Friday, August 21, 2015

The Coulter Counter

In Intermediate Physics for Medicine and Biology, Russ Hobbie and I often include applications of important topics in the homework problems. One such problem, new in Chapter 6 of the 5th edition, is an analysis of a Coulter counter.
Problem 23. The Coulter counter or resistive pulse technique is used to count and size particles in a wide variety of applications (Kubitschek 1969; DeBlois and Bean 1970), including the automated counting of blood cells. The cells being counted are assumed to be nonconducting and immersed in a conducting fluid. The fluid is made to flow through a narrow channel. When a suspended particle enters the channel there is a change in resistance. Assume a long channel of radius b with no end effects.
(a) What is the resistance of pure fluid of resistivity ρ = 1/σ in a segment of channel of length 2a?
(b) A cylindrical non-conducting cell of radius a and length 2a is in the channel. Its axis and the axis of the channel coincide. What is the resistance of a segment of channel of length 2a? Ignore end effects.
(c) Show that the resistance change (the difference between these two results) is proportional to the volume of the cell, V=2πa3, and inversely proportional to b4.
In the August issue of Physics Today is an article about extending the Coulter counter to sequencing DNA. Murugappan Muthukumar, Calin Plesa, and Cees Dekker write
In the 1940s Wallace Coulter set about finding a way to quickly count blood cells, which at the time was a slow and inefficient process. His approach was to pass cells, one by one, through a small hole connecting to compartments filled with electrolyte solution. Simultaneously, he applied a voltage across the compartment and measured the ionic current passed through the hole. As a cell passed through the hole, it would partially block the flow of electric charges, and the current would drop by an amount proportional to the volume of the cell….Coulter’s technique worked out wonderfully and revolutionized cell counting.
Then, the authors describe how this method can be used to sequence DNA.
The last two decades have seen a renaissance of the Coulter counter concept. The principle remains essentially the same, but nanopores—holes with a diameter of merely a few nanometers—have shrunk the length scale from that of single cells to that of single molecules. When DNA molecules are added to one side of the pore and an electric field is applied, the resulting electrophoretic force on the negatively charged DNA can pull the molecule through the pore in a head-to-tail fashion, leading to an observable blockade in the ionic current…

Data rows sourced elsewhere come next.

PR #514, opened 2021-09-16
Add option to run all compilers

Spacetown:
Also reduce the test matrix for GitHub actions.

### DIFF
--- a/Makefile
+++ b/Makefile
@@ -12,6 +12,9 @@ set_sensible_default = $(if $(filter undefined default,$(origin $(1))),$(2),$(va
 PYTHON := $(call set_sensible_default,PYTHON,python3)
 
 override AVAILABLE_CC := gcc-5 gcc-6 gcc-8 clang-10
+ifeq ($(MAKECMDGOALS),docker-qa)
+override AVAILABLE_CC += all
+endif
 
 # Setting CXX and GCOV depending on CC. Only CC has to be set to a specific version.
 # If using GitHub actions on Windows, gcc-8 is set but gcc is used, so we override it.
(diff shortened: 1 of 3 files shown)


Makefile
```diff
@@ -90,7 +95,7 @@ test: export CXXFLAGS := --this_flag_does_not_exist # Env removed in text_gcovr.
 test: export GCOV := $(GCOV)
 
 test:
-	cd gcovr/tests && make clean
+	cd gcovr/tests && make clean > /dev/null
```
latk, line 98: Or `make --quiet`? But the /dev/null Unix-ism seems to work on the Windows-based tests as well, so that seems fine as well.

Makefile
```diff
@@ -99,10 +104,16 @@ doc:
 docker-qa: export TEST_OPTS := $(TEST_OPTS)
 docker-qa: export GCOVR_ISOLATED_TEST := zkQEVaBpXF1i
 
+ifeq ($(CC),all)
+docker-qa:
+	$(foreach cc,$(filter-out all,$(AVAILABLE_CC)),make $@ CC=$(cc); )\
```
latk, line 109: Should probably use the `$(MAKE)` variable when calling itself recursively?

At this point I'm also fairly sure that we're stretching Make beyond what it can reasonably do. We should probably consider porting parts of the Makefile to a Python script, but maybe keep Make as a convenient frontend. Thoughts on this?

latk (approved):
This is a good idea!

Makefile
```diff
@@ -12,17 +12,22 @@ set_sensible_default = $(if $(filter undefined default,$(origin $(1))),$(2),$(va
 PYTHON := $(call set_sensible_default,PYTHON,python3)
 
 override AVAILABLE_CC := gcc-5 gcc-6 gcc-8 clang-10
+ifeq ($(MAKECMDGOALS),docker-qa)
```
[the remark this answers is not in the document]
Spacetown: I only use docker. 🤣 
Of course I can add the option for all targets.

Makefile
Spacetown: There is no option in make to suppress the output of the targets.

latk: `make -s` definitely works to suppress the usual output, and is even Posix-compliant. The `--quiet` or `--silent` options are GNU extensions to Make.

Makefile
Spacetown: Of course is`$(MAKE)` correct.
I'll adapt the make to be able to use all for every target.
I think we should change parts of the make to use tox or nox.

Makefile
Spacetown: I overlooked the `--quit` in the help output. I'll change this.

Makefile
```diff
@@ -54,6 +60,34 @@ help:
...
+test:
+	$(RUN_ALL_COMPILERS)
+
+doc:
+	$(RUN_ALL_COMPILERS)
+
+docker-qa:
+	$(RUN_ALL_COMPILERS)
+
+else
```
latk, line 89: Is it really meaningful to run targets other than qa/docker-qa for each compiler version? Extracting the `RUN_ALL_COMPILERS` pattern seems sensible, but I'd only apply it to those two targets.

Spacetown: Done.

In the 1990s several research groups … began probing whether the different bases on a DNA strand might block measurably different amounts of ionic current as they pass through a nanopore. If so, the pattern of current generated by a DNA strand threaded through a nanopore might provide a linear readout of the strand’s base sequence… Although significant challenges remain to turn that vision into a practical reality, the goal appears to be within reach.
The authors then describe more details about the technique. Some use transmembrane proteins like the membrane channels described in Chapter 9 of IPMB. Others use tiny holes drilled into sheets of silicon nitride. Still others use a hybrid of these two.

Clearly the method will not work unless the DNA is a single strand. Wanunu (2012) discusses the molecular dynamics involved in unzipping a double strand to obtain two single strands, one of which can then be threaded through the pore to do the sequencing. The nanopores must be very narrow if you are to have any chance of distinguishing different bases attached to the DNA backbone.

Russ and I had no idea about these modern uses of the Coulter counter when we added the homework problem. This new application of the Coulter idea shows how a strong understanding of the fundamentals of physics as applied to medicine and biology can allow one to quickly move to the forefront of cutting-edge new technologies.